Now we use the functions in the RESS package to query the database and output the results to R.

read.udb

read.udb requires us to save the queries we want run into a file. In this case we save the following queries in queryapache.sh

 # This first query exports the data from a vector in the database that contains the counts over each month so that it can be read into an R dataframe.
 ess task exec "aq_udb -exp logsapache3:vector3" --debug

 # The next three statements export the day, day of the week, and hour vectors from their respective databases, ordering the output by the number of pages seen (in descending order). R will capture the output of each command into an R dataframe.
 ess task exec "aq_udb -exp logsapache1:vector1 -sort pagecount -dec" --debug
 ess task exec "aq_udb -exp logsapache4:vector4 -sort pagecount -dec" --debug
 ess task exec "aq_udb -exp logsapache2:vector2 -sort pagecount -dec" --debug

Since these are all ess task exec statements and there are no #Rignore flags in any of the statement lines, read.udb will automatically store their output into R dataframes entitled command1, command2, command3, and command4. All we need to do now is run the following R script telling R to use the RESS package, use read.udb on queryapache.sh to load the statements’ output into R dataframes, and run the additional analysis written in the r script analyzeapache.R

 file <- "queryapache.sh"            # store queryapache.sh as file
 rscriptfile <- "analyzeapache.R"    # store apache.R as rscriptfile
 library("RESS")                     # load Essentia's R Integration package

 # call read.udb to execute the essentia statements written in queryapache.sh and save them to R dataframes command1 through command4
 read.udb(file)

 # run the R commands written in analyzeapache.R to analyze the data in the dataframes we just created. Turn echo to TRUE to make the output less results-oriented and easier to debug.
 source(rscriptfile, echo=FALSE)
 remove(file, rscriptfile)

essQuery

We could also have chosen to run these queries using the essQuery function. In this case, there is no need for a separate queryapache.sh file. You can simply call essQuery on each statement we want to run. Thus the commands we need to run in R are

 rscriptfile <- "analyzeapache.R"    # store analyzeapache.R as rscriptfile
 library(RESS)                       # load Essentia's R Integration package

 # This first query exports the data from a vector in the database that contains the counts over each month so that it can be read into R. We save the result in R as a dataframe called command1. However, you can use this output however you want for your own analysis, including piping the output directly into that analysis so that it never has to be saved.
 command1 <- essQuery("aq_udb -exp logsapache3:vector3", "--debug")
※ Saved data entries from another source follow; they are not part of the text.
PR #292, opened 2024-09-18
add ASYNC122 delayed-entry-of-relative-cancelscope

### LINKED ISSUE #290: move_on_after / fail_after not immediately entered
See https://github.com/python-trio/trio/issues/2512 and https://github.com/python-trio/trio/pull/3010

The PR discussion suggests gating it on currently running Trio version, I personally think that's too prone to missed errors and should instead always warn - but prominently mention that you should disable the check if you only support new Trio versions.

jakkdl:
fixes #290 

It doesn't handle the complex case of
```python
foo = trio.fail_after
bar = foo(5)
trio.sleep(3)
with bar:
  ...
```
and while it would be possible to error anytime somebody refers to `trio.fail_after` not directly inside a `with` call it'd probably mostly just lead to unnecessary false positives.

### DIFF
--- a/docs/changelog.rst
+++ b/docs/changelog.rst
@@ -4,6 +4,10 @@ Changelog
 
 `CalVer, YY.month.patch <https://calver.org/>`_
 
+24.9.4
+======
+- Add :ref:`ASYNC122 <async122>` delayed-entry-of-relative-cancelscope.
+
 24.9.3
 ======
 - :ref:`ASYNC102 <async102>` and :ref:`ASYNC120 <async120>`:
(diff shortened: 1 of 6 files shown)


jakkdl:
The error message could perhaps mention anyio versions as well, in case @agronholm plans on incorporating https://github.com/python-trio/trio/pull/3010 soonish. But regardless it'll give errors for `anyio.move_on_after` and `anyio.fail_after`.

Zac-HD (approved):
Looks good, thanks @jakkdl!

PR #307, opened 2024-10-25
add async124 yield-in-asynccm-not-in-try

jakkdl:
last part of #262, though I'm not 100% on whether this should be a rule in flake8-async.

have not bumped version or added to changelog, and will extend the tests if we decide to go ahead.
(and if not make sure the fix to Visitor102.Visit_Try gets merged elsewhere)


Zac-HD:
I'd lean towards "don't bother doing this", since we're already covering the try/finally case I think there aren't any `await`s that wouldn't already be warned-about.

jakkdl:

 # The next three statements export the day, day of the week, and hour vectors from their respective databases, ordering the output by the number of pages seen (in descending order). We send the output of each command directly into R and then save it into an R dataframe.
 command2 <- essQuery("ess task exec", "aq_udb -exp logsapache1:vector1 -sort pagecount -dec", "--debug")
 command3 <- essQuery("ess task exec", "aq_udb -exp logsapache4:vector4 -sort pagecount -dec", "--debug")
 command4 <- essQuery("ess task exec", "aq_udb -exp logsapache2:vector2 -sort pagecount -dec", "--debug")

 # run the R commands written in analyzeapache.R to analyze the data in the dataframes we just created. Turn echo to TRUE to make the output less results-oriented and easier to debug.
 source(rscriptfile, echo=FALSE)
 remove(rscriptfile)

Results

The additional analysis described in analyzeapache.R ordered the data by their time segmentation (month, day of month, day of week, and hour) and then graphed each column of counts for each dataframe. The results are three graphs per dataframe: number of pages, hits, and bandwidth by each time segmentation.